▸ Recorded data
-----

PR #165, opened 2016-06-10
Added config option to CLI that uses JSON file for spriter configuration

Laruxo:


jkphl:
@Laruxo Thanks again for this great contribution!

I needed to adapt your PR a little, as in certain situations there was a conflict between the default values and the values in the external config file. It would be ideal to use the config file as a base and then consume the additional command line options as an overlay, but unfortunately this doesn't really work, as there are a lot of default values that **must** be set. When merging the default values onto the config file, I can't always decide which one is a "must have" setting or one that should be overridden by the config file. So I basically turned it the other way round so that the config file is merged onto the default values. This isn't perfect either, but at least all necessary are set this way ...

Anyway, thanks again! :)

Laruxo:
@jkphl No problem :)

That was what I wanted to do at first, however as you, I also reached a conclusion, that with current implementation of default values that is not possible. I don't really like how it needs to check both CLI arguments and values from config file, but I see no other way to implement this without doing major rewrite.

Maybe in the future, if you do a refactoring of that part, default values could be defined as an object into which config object would be merged. Then, if there are any CLI arguments they would simply overwrite properties of that merged object.

Anyway, keep up the good work with this module! :)

jkphl:
@Laruxo Thank you! :)

Yeah, this would be the only feasible way to go I guess. Right now, however, I'm using [yargs](http://yargs.js.org/) which does all the argument stuff — without any chance to interfere ... (Well, in fact I tried disabling the default values when a `--config` argument is present, but some of the default values are mandatory, obviously ...)

But still, at least we got it a little bit better! Thanks for that. :)

Issue #133, opened 2016-01-03
Invalid call mixin in Less 


mrmlnc:
Hi, 

I wrote the following configuration:

```js
mode: {
  sprite: 'sprite.svg',
  css: {
    dest: 'styles/'
    common: 'icon',
    prefix: '.icon-',
    dimensions: '-wh',
    sprite: '../images/sprite.svg',
    bust: false,
    mixin: 'sprite-icon',
    render: {
      less: true
    }
  }
}
```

-----

▸ Exercise prompt
Write each record above out again exactly as it reads.

▸ Answer to this exercise
PR #165, opened 2016-06-10
Added config option to CLI that uses JSON file for spriter configuration

Laruxo:


jkphl:
@Laruxo Thanks again for this great contribution!

I needed to adapt your PR a little, as in certain situations there was a conflict between the default values and the values in the external config file. It would be ideal to use the config file as a base and then consume the additional command line options as an overlay, but unfortunately this doesn't really work, as there are a lot of default values that **must** be set. When merging the default values onto the config file, I can't always decide which one is a "must have" setting or one that should be overridden by the config file. So I basically turned it the other way round so that the config file is merged onto the default values. This isn't perfect either, but at least all necessary are set this way ...

Anyway, thanks again! :)

Laruxo:
@jkphl No problem :)

That was what I wanted to do at first, however as you, I also reached a conclusion, that with current implementation of default values that is not possible. I don't really like how it needs to check both CLI arguments and values from config file, but I see no other way to implement this without doing major rewrite.

Maybe in the future, if you do a refactoring of that part, default values could be defined as an object into which config object would be merged. Then, if there are any CLI arguments they would simply overwrite properties of that merged object.

Anyway, keep up the good work with this module! :)

jkphl:
@Laruxo Thank you! :)

Yeah, this would be the only feasible way to go I guess. Right now, however, I'm using [yargs](http://yargs.js.org/) which does all the argument stuff — without any chance to interfere ... (Well, in fact I tried disabling the default values when a `--config` argument is present, but some of the default values are mandatory, obviously ...)

But still, at least we got it a little bit better! Thanks for that. :)

Issue #133, opened 2016-01-03
Invalid call mixin in Less 


mrmlnc:
Hi, 

I wrote the following configuration:

```js
mode: {
  sprite: 'sprite.svg',
  css: {
    dest: 'styles/'
    common: 'icon',
    prefix: '.icon-',
    dimensions: '-wh',
    sprite: '../images/sprite.svg',
    bust: false,
    mixin: 'sprite-icon',
    render: {
      less: true
    }
  }
}
```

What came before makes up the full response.